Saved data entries
+ + + + + + +
PR #1510, opened 2020-08-19
Async snapshot generation and evidence

jumaffre:
Resolves https://github.com/microsoft/CCF/issues/1301

We now generate snapshots asynchronously on the primary, so that the consensus thread is not immediately blocked when a snapshot needs to be generated (note that with 0 worker thread, the snapshot is still generated/serialised on the consensus thread). The evidence of the snapshot (i.e. hash of serialised snapshot) is now also stored in a new `ccf.snapshot_evidences` table. 

- I've also separated the snapshot generation (_cheap_) from its serialisation (_expensive_) in the KV store. The snapshot is taken by the consensus thread at the time we snapshot but the serialisation only happens later, possibly on a different thread.
- If there are multiple worker threads, we round-robin the generation of snapshots.


src/consensus/pbft/libbyz/client_proxy.h
```diff
@@ -281,7 +281,7 @@ bool ClientProxy<T, C>::send_request(
 
   if (threading::ThreadMessaging::thread_count > 1)
   {
-    threading::ThreadMessaging::thread_messaging.add_task<ExecuteRequestMsg>(
+    threading::ThreadMessaging::thread_messaging.add_task(
```
jumaffre, line 284: Here and throughout the PR, removing this template as the type is deduced from `msg`.

src/consensus/raft/raft.h
```diff
@@ -1170,11 +1170,7 @@ namespace raft
       LOG_DEBUG_FMT("Compacting...");
       if (state == Leader)
       {
-        auto snapshot_idx = snapshotter->snapshot(idx);
-        if (snapshot_idx.has_value())
-        {
-          last_snapshot_idx = snapshot_idx.value();
-        }
+        snapshotter->snapshot(idx);
```
jumaffre, line 1173: Raft doesn't need to know about the last snapshot idx. Instead, it will ask the snapshotter for the latest snapshot idx when a new node is added.

src/kv/store.h
```diff
@@ -263,10 +263,14 @@ namespace kv
...
-      auto e = get_encryptor();
-      KvStoreSerialiser serialiser(e, v, true);
+      return snapshot;
+    }
 
-      return snapshot.serialise(serialiser);
+    std::vector<uint8_t> serialise_snapshot(
+      std::unique_ptr<AbstractSnapshot> snapshot) override
+    {
+      auto e = get_encryptor();
```
achamayou, line 272: Let's check + throw if nullptr.

src/node/entities.h
```diff
@@ -85,6 +85,7 @@ namespace ccf
     static constexpr auto USER_CODE_IDS = "ccf.users.code_ids";
     static constexpr auto CONFIGURATION = "ccf.config";
     static constexpr auto SUBMITTED_SHARES = "ccf.submitted_shares";
+    static constexpr auto SNAPSHOT_EVIDENCES = "ccf.snapshot_evidences";
```
achamayou, line 88: I believe evidence is nearly always uncountable, and so this should be SNAPSHOT_EVIDENCE.

src/kv/store.h
jumaffre: As for append entries, the serialiser still works if the encryptor is `nullptr`, i.e. if there are only public tables and the encryptor is `nullptr`, the serialisation will work. I believe this is useful to avoid boilerplate in many of our unit tests and to keep the KV and encryptor separate.

src/node/entities.h
jumaffre: You're right - I have singular-ised the table name.

src/kv/store.h
achamayou: Fair enough!

achamayou (approved):

PR #1511, opened 2020-08-19
DRAFT: one worker thread

jumaffre:
Let's keep this ticking in the background and see if/when we get a stable build.


achamayou:
This isn't going to produce meaningful results until we have fixed the issue with the hooks.

PR #2885, opened 2021-08-09
Remove HTTP signature for self RPCs

jumaffre:
Nodes' self RPCs (genesis and JWT refresh) were signed, but with the wrong `keyId`. These signatures weren't actually verified so this PR removes the HTTP signature on those. Note that as discussed with @achamayou and @eddyashton, there is no apparent benefit in signing and storing these signatures currently (the primary node already emits signature transactions for blame), so we will hold off doing this for now.

Also:
- Move the existing `/gov/jwt_keys/refresh` endpoint to `/node`
- Guard the `/node/create` genesis endpoint that was made more permissive in #2876 with the node internal state, so that the endpoint can't be called once the service is open


CHANGELOG.md
```diff
@@ -10,6 +10,7 @@ and this project adheres to [Semantic Versioning](http://semver.org/spec/v2.0.0.
 ### Changed
 
 - CCF is now built with Clang 10. It is recommended that C++ applications upgrade to Clang 10 as well.
+- Internal `/gov/jwt_keys/refresh` endpoint has been moved to `/node/jwt_keys/refresh`.
```
jumaffre, line 13: This endpoint isn't listed in the OpenAPI spec yet it shows up in the metrics for a given frontend so I've listed it here just in case.

src/node/rpc/node_frontend.h
```diff
@@ -1078,6 +1096,108 @@ namespace ccf
...
+        try
+        {
+          parsed = body.get<SetJwtPublicSigningKeys>();
+        }
+        catch (const JsonParseError& e)
+        {
+          return make_error(
+            HTTP_STATUS_INTERNAL_SERVER_ERROR,
+            ccf::errors::InternalError,
+            "Unable to parse body.");
```
achamayou, line 1145: Including e.what() seems reasonable in this case.

achamayou (approved):

src/node/rpc/node_frontend.h
jumaffre: This is actually already caught by the generic frontend logic so removing this check here.

jumaffre:
Force merging this PR as the Daily failure is unrelated (see #2896).

PR #2886, opened 2021-08-10
Serialise `service_status` field in Join response

jumaffre:
The `service_status` field wasn't serialised in the `/node/join` response. Hopefully this doesn't break any BFT test but it might as I think all nodes join as `Follower` rather than `Learner` in BFT. 

Also updated the serialisation format for the `/node/join` response, using `std::optional` for the `NetworkInfo` struct which is only set when the node has been trusted.

### DIFF
--- a/src/node/rpc/node_call_types.h
+++ b/src/node/rpc/node_call_types.h
@@ -96,7 +96,6 @@ namespace ccf
       NodeStatus node_status;
       NodeId node_id; // Only used in BFT
 
-      // Only if the caller node is trusted
       struct NetworkInfo
       {
         bool public_only = false;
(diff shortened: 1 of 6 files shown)


achamayou (approved):

src/node/rpc/node_call_types.h
```diff
@@ -105,25 +104,31 @@ namespace ccf
...
+          ServiceStatus service_status) :
+          public_only(public_only),
+          last_recovered_signed_idx(last_recovered_signed_idx),
+          consensus_type(consensus_type),
+          ledger_secrets(ledger_secrets),
+          identity(identity),
+          service_status(service_status)
+        {}
+
+        bool operator==(const NetworkInfo& other) const = default;
```
achamayou, line 126: This won't work with C++17

jumaffre: Is the plan not to break compatibility with C++17 just yet?

jumaffre: As discussed, we won't break C++!7 compatibility just yet, until we know that existing CCF apps can upgrade to C++20 safely.

PR #2779, opened 2021-07-08
Cache repository data in LTS compatibility test

jumaffre:
~Add the [`GITHUB_COMPATIBILITY_TOKEN`](https://github.com/microsoft/CCF/blob/main/tests/infra/github.py#L20) envvar to the test part of our CI pipelines so that we avoid GitHub's rate limit errors in the LTS release test (e.g. https://dev.azure.com/MSRC-CCF/CCF/_build/results?buildId=28520&view=logs&j=5435e0ac-25e5-5426-50be-61b0d0ea8d34&t=cf4e34b3-24ee-5d97-0df9-ba9302d9fe90&l=20875).~

~I've already added the envvar to both our CI and Daily pipelines. Note that any PAT (with no specific access) works.~

For some reason, the solution above doesn't work as the tokens aren't passed properly by Azure DevOps to the LTS test (???).

Instead, we cache the results of the API calls to GitHub to avoid the low rate limit for unauthenticated requests.

PR #2888, opened 2021-08-10
Remove use of GithHub API for `lts_compatibility` test

jumaffre:
As we somehow cannot use GitHub token to prevent the GitHub API throttle (see #2779), this PR removes the use of the GitHub API and replaces it with plain old Git.

### DIFF
--- a/tests/infra/github.py
+++ b/tests/infra/github.py
@@ -92,10 +92,10 @@ class Repository:
     def __init__(self):
         self.g = git.cmd.Git()
         self.tags = [
-            tag.split("/")[-1]
+            tag.split("tags/")[-1]
             for tag in self.g.ls_remote(REMOTE_URL).split("\n")
-            if f"tags/{TAG_RELEASE_PREFIX}1" in tag
-        ]  # TODO: Remove 1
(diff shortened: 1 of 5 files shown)


tests/infra/github.py
```diff
@@ -74,27 +75,38 @@ def get_major_version_from_branch_name(branch_name):
     )
 
 
+def get_debian_package_url_from_tag_name(tag_name):
+    return f'{REMOTE_URL}/releases/download/{tag_name}/{tag_name.replace("-", "_")}{DEBIAN_PACKAGE_EXTENSION}'
+
+
+def has_release_for_tag_name(tag):
+    return requests.get(f"{REMOTE_URL}/releases/tag/{tag}").status_code == 200
```
achamayou, line 83: We could .head() on the release binary directly to check if it exists or not. It's nice if the release is there, but ultimately what we want is the .deb.

achamayou (approved):

tests/infra/github.py
jumaffre: Good point. This simplifies things slightly too!

PR #2889, opened 2021-08-11
Remove VM creation scripts

achamayou:
DC-series VM are now well supported by the standard VM creation interface, and oe-engine has fallen out of support, so this is removing references to the latter from documentation.


doc/build_apps/install_bin.rst
```diff
@@ -61,7 +61,7 @@ The CCF install notably contains:
 
 - The ``cchost`` binary required to spin up a CCF application
 - The ``cmake`` files required to build CCF applications
-- Azure and ``ansible`` scripts required to :doc:`create_vm` and :doc:`build_setup` (under ``getting_started/``)
+- The ``ansible`` playbooks required :doc:`build_setup` (under ``getting_started/``)
```
jumaffre, line 64:
```suggestion
- The ``ansible`` playbooks required for :doc:`build_setup` (under ``getting_started/``)
```
(since `:doc:build_setup` renders as "CCF Development Setup")

doc/build_apps/create_vm.rst
```diff
@@ -1,33 +1,11 @@
 Create Azure SGX VM
 ===================
 
-.. note:: These steps require an `Azure subscription <https://docs.microsoft.com/en-us/azure/billing/billing-create-subscription#create-a-subscription-in-the-azure-portal>`_.
-
-Creation
---------
-
-The install directory contains (under ``getting_started/``) the Azure and Ansible scripts required to create and setup an SGX-enabled development VM in Azure, with all necessary dependencies to build CCF itself and CCF applications.
+:term:`Azure Confidential Compute` (ACC) offers SGX-enabled `DC`_-series VMs, which can be deployed like other Azure SKUs.
```
jumaffre, line 4: We should at least mention the available regions for that SKU here.

jumaffre (approved):

doc/build_apps/create_vm.rst
achamayou: I don't really want to, because there are three SKUs (DC, DCv2 and DCv3), with different region availability, and they change quite often. If we find a good page, we'll link to it, but I'm reluctant to try to maintain an up to date list.

PR #2892, opened 2021-08-12
Switch BFT to hashed public key node ids

### LINKED ISSUE #1852: AFT: Support reconfiguration

wintersteiger:
Fixes #1852

### DIFF
--- a/src/node/rpc/node_call_types.h
+++ b/src/node/rpc/node_call_types.h
@@ -94,7 +94,7 @@ namespace ccf
     struct Out
     {
       NodeStatus node_status;
-      std::optional<NodeId> node_id; // Only used in BFT
+      std::optional<NodeId> node_id;
 
       struct NetworkInfo
       {
--- a/src/node/rpc/node_call_types.h
+++ b/src/node/rpc/node_call_types.h
@@ -94,7 +94,7 @@ namespace ccf
     struct Out
     {
       NodeStatus node_status;
-      NodeId node_id; // Only used in BFT
+      std::optional<NodeId> node_id; // Only used in BFT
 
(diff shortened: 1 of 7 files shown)


src/node/rpc/node_call_types.h
```diff
@@ -94,7 +94,7 @@ namespace ccf
     struct Out
     {
       NodeStatus node_status;
-      NodeId node_id; // Only used in BFT
+      std::optional<NodeId> node_id; // Only used in BFT
```
jumaffre, line 97:
```suggestion
      std::optional<NodeId> node_id;
```

src/node/rpc/node_frontend.h
```diff
@@ -611,6 +598,8 @@ namespace ccf
             if (primary_id.has_value() && !consensus->view_change_in_progress())
             {
               out.primary_id = primary_id.value();
+              LOG_DEBUG_FMT(
```
jumaffre, line 601: Delete?

wintersteiger:
> I believe the `values` tables can be removed altogether, without causing any issues of backwards compatibility either.

That's correct, but I might want to use it for the Byzantine identity work - I'll either move it to a new name or remove it altogether if I end up not needing it.

PR #2894, opened 2021-08-12
Report HTTP signature parsing error to client 

### LINKED ISSUE #2890: Expose HttpSignatureVerifier::parse() failure details in HTTP response, and use them in *SignatureAuthnIdentity
The signature parser will currently log as TRACE failure details of signature verification, such as whether particular headers are missing etc, but won't make them available to the caller.

We should expose them, and return them in the HTTP response, to help guide users (or members) trying to sign payloads but hitting formatting issues.

jumaffre:
Resolves #2890

### DIFF
--- a/src/http/authentication/sig_auth.h
+++ b/src/http/authentication/sig_auth.h
@@ -10,7 +10,7 @@ namespace ccf
 {
   namespace
   {
-    static std::optional<SignedReq> parse_signed_request(
+    static SignedReq parse_signed_request(
       const std::shared_ptr<enclave::RpcContext>& ctx)
     {
       return http::HttpSignatureVerifier::parse(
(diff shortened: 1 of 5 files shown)


src/http/authentication/sig_auth.h
```diff
@@ -72,37 +72,41 @@ namespace ccf
...
+      SignedReq signed_request;
+
+      try
+      {
+        signed_request = parse_signed_request(ctx);
+      }
+      catch (const std::exception& e)
+      {
+        error_reason = e.what();
+        return nullptr;
```
wintersteiger, line 84: Perhaps worth keeping the `std::optional` instead of `nullptr`s?

wintersteiger (approved):

src/http/authentication/sig_auth.h
jumaffre: As discussed, the function already returned a `nullptr` on error (the default view for the GitHub diff is confusing) so I'll leave this as it is.

jumaffre:
There seems to be a regression with `tpcc_sgx_cft`. Investigating.

jumaffre:
> There seems to be a regression with `tpcc_sgx_cft`. Investigating.

The regression was due to the fact what we threw an exception on every unsigned request for HTTP endpoints that require a signature. This isn't the case anymore as we return a `std::nullopt` for unsigned requests (i.e. no `Authorization` header).

src/http/http_sig.h
```diff
@@ -308,34 +307,31 @@ namespace http
         }
         else
         {
-          LOG_FAIL_FMT("Authorization parameter {} does not contain \"=\"", p);
-          return std::nullopt;
+          throw std::logic_error(fmt::format(
+            "authorization parameter '{}' does not contain \"=\"", p));
```
eddyashton, line 311:
```suggestion
            "Authorization parameter '{}' does not contain \"=\"", p));
```

eddyashton (approved):

PR #2897, opened 2021-08-13
Fix `test_node_replacement` failure in `full_test_suite`

### LINKED ISSUE #2896: `test_node_replacement` CI failures in `full_test_suite`
The bug has occurred quite a few times in the last few days, e.g. https://dev.azure.com/MSRC-CCF/CCF/_build/results?buildId=30819&view=logs&j=5435e0ac-25e5-5426-50be-61b0d0ea8d34&t=cf4e34b3-24ee-5d97-0df9-ba9302d9fe90&l=14021

jumaffre:
Fix #2896 

The `test_node_replacement`, when chained after `test_kill_primary` failed consistently as the consensus couldn't make progress. This is because the `at_least_n_nodes(3)` requirement wasn't precise enough. In this case, the network was already degraded when the test started (4 trusted nodes but 1 is stopped) so the backup suspension at the end of the test meant that they were only 2 nodes left for consensus, which is less than the quorum of 3.

Also added a `--dry-run` option to the test suite, and tweaked the local node id logic in the infra so that node ids aren't re-used when a node is retired.

### DIFF
--- a/.daily_canary
+++ b/.daily_canary
@@ -1,1 +1,1 @@
-Allo Allo
+Coin coin
--- a/tests/e2e_suite.py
+ + + + + + +
- Instructions for the task:
If a line in the records has the word "constexpr", copy that line.

- Exercise output:
     static constexpr auto USER_CODE_IDS = "ccf.users.code_ids";
     static constexpr auto CONFIGURATION = "ccf.config";
     static constexpr auto SUBMITTED_SHARES = "ccf.submitted_shares";
+    static constexpr auto SNAPSHOT_EVIDENCES = "ccf.snapshot_evidences";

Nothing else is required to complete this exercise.